Survival and Neurologic Outcomes From Pharmacologic Peptide Administration During Cardiopulmonary Resuscitation of Pulseless Electrical Activity

• Published in: Journal of the American Heart Association Vol. 13; no. 13; p. e9757
• Main Authors: Oberdier, Matt T, Li, Jing, Ambinder, Daniel I, Suzuki, Masahito, Tumarkin, Ethan, Fink, Sarah, Neri, Luca, Zhu, Xiangdong, Justice, Cody N, Vanden Hoek, Terry L, Halperin, Henry R
• Format: Journal Article
• Language: English
• Published: England John Wiley and Sons Inc 02.07.2024; Wiley
• Subjects: Akt pathway; Animals; cardiac arrest; Cardiopulmonary Resuscitation - methods; cooling; Disease Models, Animal; drug; Female; Heart Arrest - drug therapy; Heart Arrest - physiopathology; Heart Arrest - therapy; Original Research; Peptides - administration & dosage; Peptides - pharmacology; pharmaceutic; Swine; TAT‐PHLPP9c; Time Factors; cooling; pharmaceutic; TAT‐PHLPP9c; Akt pathway; cardiac arrest; drug
• ISSN: 2047-9980; 2047-9980
• DOI: 10.1161/JAHA.123.033371

Outcomes from cardiopulmonary resuscitation (CPR) following sudden cardiac arrest are suboptimal.

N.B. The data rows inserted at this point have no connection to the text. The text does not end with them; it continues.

PR #36, opened 2020-11-08
Fix lint step in CI.

ericonr:
Set GOBIN during `make deps` so staticcheck is installed directly in a
directory already in PATH.


ericonr:
Merging it in seems to have worked!

Foxboron:
It werks! Lovely :)

PR #38, opened 2020-11-10
Document the generate option of sign-all

physkets:


Foxboron:
Thanks for the patch!

PR #1260, opened 2025-05-02
Add note about chkentry -i aliases to chkentry.1

xexyl:


xexyl:
Closing in favour of removing that alias code you had me add. I agree it can be problematic.

PR #1261, opened 2025-05-02
Remove chkentry -i alias feature

xexyl:


xexyl:
> Thank you @xexyl
> 
> We apologize for suggesting this "misfeature" be added.

It's okay! Fortunately it took not even five seconds. The only downside is a joke had to be removed. Could have kept the array in but that seemed wasteful ... it was:

```c
    { "try"         , TRY_SH                }, /* try not to keep sorted */
    { "try.alt"     , TRY_ALT_SH            }, /* alternatively, try and keep sorted */
```

Oh well. Not the end of the world (but if it does end I'll blame you ... well actually I won't since I wouldn't be here and neither would you). But it is amusing enough to mention again.

PR #1267, opened 2025-06-06
Fixes in -i answers with -Y

xexyl:
When -Y is used, don't show warnings even if -i answers is used as that
was the point of it (one should use this with caution as it answers yes
to every question automatically). It is unclear if this should show the
list of files/directories to be copied (showing the contents of the
tarball is part of txzchk's algorithm so this is unrelated) as it
currently does.  It is also unclear if the use of -Y should show
warnings but just not confirm. Given that one is just an informational
notice and that one does say something (at least if the function is
called) it might be better to always show but that really depends on
what other people want (the point of -Y in any case is to always answer
yes even when the answers file is used, as some people do in fact want
this).

Updated MKIOCCCENTRY_VERSION to "2.0.9 2025-06-06".

### DIFF
--- a/CHANGES.md
+++ b/CHANGES.md
@@ -1,6 +1,12 @@
 # Major changes to the IOCCC entry toolkit
 
 
+## Release 2.4.9 2025-06-04
+
+Fix bug where `-i answers` did not warn about issues found in prog.c and
+Makefile.
+
+
 ## Release 2.4.8 2025-05-05
 
 Allow a submitter's system clock to be as much as 48 hours in the future before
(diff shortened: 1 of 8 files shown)


lcn2 (approved):

xexyl:
> Before we head out to town, we are processing the mkiocccentry PRs.
> 
> 

Safe travels (if you mean out of town as I first read it as I know you're going on holiday soon)!

Either way hope you have a great rest of your day and if you did mean your trip then safe travels and have fun and stay safe!
> 
> Thank you 🙏 @xexyl and thanks for your patience with this PR.

It's quite all right and you're very welcome!

I wanted to get these things done so I have more time this next contest.

PR #1270, opened 2025-06-11
Resolve issue #1207 - ignore SCCS and RCS

xexyl:
It might be worth noting that if one has an ignored directory name as a
file that it appears to not warn about it even though it will (it
appears as well) ignore it. It is unclear to me if this should be
changed or not.

It would seem that both chkentry and txzchk have this problem as well. A
new issue for each will be opened to be resolved before IOCCC29.

### DIFF
--- a/CHANGES.md
+++ b/CHANGES.md
@@ -1,6 +1,12 @@
 # Major changes to the IOCCC entry toolkit
 
 
+## Release 2.4.9 2025-06-04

Postresuscitation targeted temperature management has been shown to have benefit in subjects with sudden cardiac arrest due to ventricular fibrillation, but there are few data for outcomes from sudden cardiac arrest due to pulseless electrical activity. In addition, intra-CPR cooling is more effective than postresuscitation cooling. Physical cooling is associated with increased protein kinase B activity. Therefore, our group developed a novel peptide, TAT-PHLPP9c, which regulates protein kinase B. We hypothesized that when given during CPR, TAT-PHLPP9c would improve survival and neurologic outcomes following pulseless electrical activity arrest. In 24 female pigs, pulseless electrical activity was induced by inflating balloon catheters in the right coronary and left anterior descending arteries for ≈7 minutes. Advanced life support was initiated. In 12 control animals, epinephrine was given after 1 and 3 minutes. In 12 peptide-treated animals, 7.5 mg/kg TAT-PHLPP9c was also administered at 1 and 3 minutes of CPR. The balloons were removed after 2 minutes of support. Animals were recovered and neurologically scored 24 hours after return of spontaneous circulation. Return of spontaneous circulation was more common in the peptide group, but this difference was not significant (8/12 control versus 12/12 peptide; =0.093), while fully intact neurologic survival was significantly more common in the peptide group (0/12 control versus 11/12 peptide; <0.00001). TAT-PHLPP9c significantly increased myocardial nicotinamide adenine dinucleotide levels. TAT-PHLPP9c resulted in improved survival with full neurologic function after sudden cardiac arrest in a swine model of pulseless electrical activity, and the peptide shows potential as an intra-CPR pharmacologic agent.